During the processing of semiconductor wafers, wafer misalignment and wafer movement after placement on a wafer holder (e.g., susceptor) can cause the wafer to be outside the holder's wafer pocket, which is designed to hold the wafer in the correct position as the wafer is rotated. If a wafer is not fully seated in the pocket, the resulting temperature gradients across the wafer can make it unusable. Thus, it is of great importance to detect whether wafers are being processed while they are misplaced or out-of-pocket, in order to take corrective action before the wafer and/or equipment are damaged. In addition, due to the extremely harsh environment inside the process chamber, simplicity and resistance to interference are both highly desirable characteristics, especially with regard to those components of a wafer detection system which are located in the process chamber. Also, reducing the cost of wafer fabrication machines is a major concern in an industry where fabrication processes are machine intensive.

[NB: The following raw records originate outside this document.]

PR #5007, opened 2020-12-06
Make git repository support file: URI prefix for clone-directory and private-key-path

hdeadman:
This adds support for the git clone-directory property to access file path with the file resource prefix, to match documentation. The  privateKeyPath also take a Resource now but the underlying JSch library eventually wants a String path so it would only take a file: type of resource or classpath: type if in file in classpath but not in an archive. File type of resource also only makes sense for clone-directory but that should be obvious.  

I don't understand what is going on with GitServiceRegistryTests.java - There is a ```"cas.service-registry.git.repository-url=file:/tmp/cas-sample-data.git"``` and it deletes "/tmp/cas-sample-data" but I don't think it uses either one? Is that supposed to be a git repo that it clones from and pushes to because it is making the git repo in ```cas-service-registry``` and it tries to push somewhere but there is nowhere to push (the tests pass).  

I added a test to GitRepositoryBuilderTests.java to test the Resource usage via file: prefix. The existing test with ssh is doing an assertThrows(IllegalArgumentException... because of an authentication failure but that Exception would be thrown for any type of error so I am not clear on what is being tested. It's also an odd test because it works locally (which means assertThrows fails), presumably b/c the ssh library is using my ssh key (with no password) to authenticate to github. 

I added a new property to turn off host key verification but it defaults to being on as before. I think this could be useful when cloning from internal git repos from CAS running in a container that may not have the host key installed (scenarios where you aren't worried about MITM or DNS hijacking, etc).

### DIFF
--- a/api/cas-server-core-api-configuration-model/src/main/java/org/apereo/cas/configuration/model/support/git/services/BaseGitProperties.java
+++ b/api/cas-server-core-api-configuration-model/src/main/java/org/apereo/cas/configuration/model/support/git/services/BaseGitProperties.java
@@ -73,7 +73,7 @@ public abstract class BaseGitProperties implements Serializable {
      * Must be a resource that can resolve to an absolute file on disk due to Jsch library needing String path.
      * Classpath resource would work if file on disk rather than inside archive.
      */
-    private Resource privateKeyPath;
+    private transient Resource privateKeyPath;
 
     /**
      * As with using SSH with public keys, an SSH session
--- a/api/cas-server-core-api-configuration-model/src/main/java/org/apereo/cas/configuration/model/support/git/services/BaseGitProperties.java
+++ b/api/cas-server-core-api-configuration-model/src/main/java/org/apereo/cas/configuration/model/support/git/services/BaseGitProperties.java
@@ -64,14 +64,16 @@ public abstract class BaseGitProperties implements Serializable {
     private boolean signCommits;
 
     /**
-     * Path to the SSH private key identity.
+     * Password for the SSH private key.
      */
     private String privateKeyPassphrase;
 
     /**
-     * Password for the SSH private key.
+     * Path to the SSH private key identity.
+     * Must be a resource that can resolve to an absolute file on disk due to Jsch library needing String path.
+     * Classpath resource would work if file on disk rather than inside archive.
      */
-    private File privateKeyPath;
+    private Resource privateKeyPath;
 
     /**
      * As with using SSH with public keys, an SSH session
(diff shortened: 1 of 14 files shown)


api/cas-server-core-api-configuration-model/src/main/java/org/apereo/cas/configuration/model/support/git/services/BaseGitProperties.java
```diff
@@ -62,14 +64,16 @@
...
     private String privateKeyPassphrase;
 
     /**
-     * Password for the SSH private key.
+     * Path to the SSH private key identity.
+     * Must be a resource that can resolve to an absolute file on disk due to Jsch library needing String path.
+     * Classpath resource would work if file on disk rather than inside archive.
      */
-    private File privateKeyPath;
+    private transient Resource privateKeyPath;
```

In attempts to solve these problems, the prior art employs sensors for detecting whether a wafer sits flat or inclined within a susceptor pocket. Many of the prior art detection systems employ optical sensors which are subject to interference from the intense and varying light produced by the process chamber heat lamps. Also, the prior art systems are unnecessarily complex and expensive. In addition, conventional detection system components are subjected to the harsh environment, which consequently further increases replacement costs as compared with a simpler system.
Accordingly, a simpler, more accurate, and less expensive wafer placement detection system is needed.